7. OTC (Over-the-Counter) Market

These are decentralized financial markets where trading occurs without a physical location and is conducted electronically. In these markets, financial assets like bonds, stocks, and currencies are bought and sold directly between buyers and sellers without a third party (a broker). These markets offer flexibility, privacy, and the ability to trade assets not listed on formal exchanges. The classical forex and commodity markets have shifted toward the OTC market by introducing independent online brokers.

The Importance of Investment Markets

Financial markets play a vital role in an economy by facilitating the exchange of financial instruments like stocks, bonds, etc.

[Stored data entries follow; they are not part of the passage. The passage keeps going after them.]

PR #373, opened 2018-06-22
Use snprintf instead of _snprintf on Windows

adierking:
_snprintf does not guarantee null termination if the size argument is too small.
Starting with VS2015, the UCRT provides a C99-compliant snprintf. Use it, and
also fix a related issue where _dispatch_client_assert_fail was passing a
too-small size.

### DIFF
--- a/src/internal.h
+++ b/src/internal.h
@@ -928,7 +928,7 @@ _dispatch_ktrace_impl(uint32_t code, uint64_t a, uint64_t b,
 		dispatch_assert(_length != -1); \
 		_msg = (char *)malloc((unsigned)_length + 1); \
 		dispatch_assert(_msg); \
-		_snprintf(_msg, (unsigned)_length, "%s" fmt, DISPATCH_ASSERTION_FAILED_MESSAGE, ##__VA_ARGS__); \
+		snprintf(_msg, (unsigned)_length + 1, "%s" fmt, DISPATCH_ASSERTION_FAILED_MESSAGE, ##__VA_ARGS__); \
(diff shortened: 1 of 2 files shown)


adierking:
cc @MadCoder @compnerd

src/internal.h
```diff
@@ -928,7 +928,7 @@ _dispatch_ktrace_impl(uint32_t code, uint64_t a, uint64_t b,
 		dispatch_assert(_length != -1); \
 		_msg = (char *)malloc((unsigned)_length + 1); \
 		dispatch_assert(_msg); \
-		_snprintf(_msg, (unsigned)_length, "%s" fmt, DISPATCH_ASSERTION_FAILED_MESSAGE, ##__VA_ARGS__); \
+		snprintf(_msg, (unsigned)_length + 1, "%s" fmt, DISPATCH_ASSERTION_FAILED_MESSAGE, ##__VA_ARGS__); \
```
compnerd: Bleh; too bad that we still have the `_scprintf` here.  Can we use `snprintf` with a 0 size instead to get the desired length?  Then we could just use this version globally rather than having a windows only path.  The difference between the `asprintf` version and this would be the extra calls, but it is on the abort path anyways, so I don't think that it matters too much.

  • Financial markets help with the efficient allocation of capital. They provide a platform for investors to invest in various financial instruments.
  • They offer high liquidity, allowing investors to convert their investments to cash quickly.
  • Financial markets help individuals and businesses hedge against different risks, like price fluctuations and fluctuations in currency values.
  • Financial markets foster economic growth by directing savings and investments toward productive use. Hence increasing entrepreneurship and job opportunities.
  • Financial markets are time-saving and cost-effective, as you do not have to spend additional time and money to find potential customers for securities trading. Additionally, it reduces costs by providing valuable information about securities traded in financial markets.

Bottom Line:

Financial markets provide a platform for trading financial instruments where individuals or entities can buy and sell these instruments. These markets are highly volatile and are influenced by economic conditions, global events, market sentiments, etc. Considering the complexity and dynamism of financial markets, staying updated on market trends is very important. This article provides insight to these investment markets.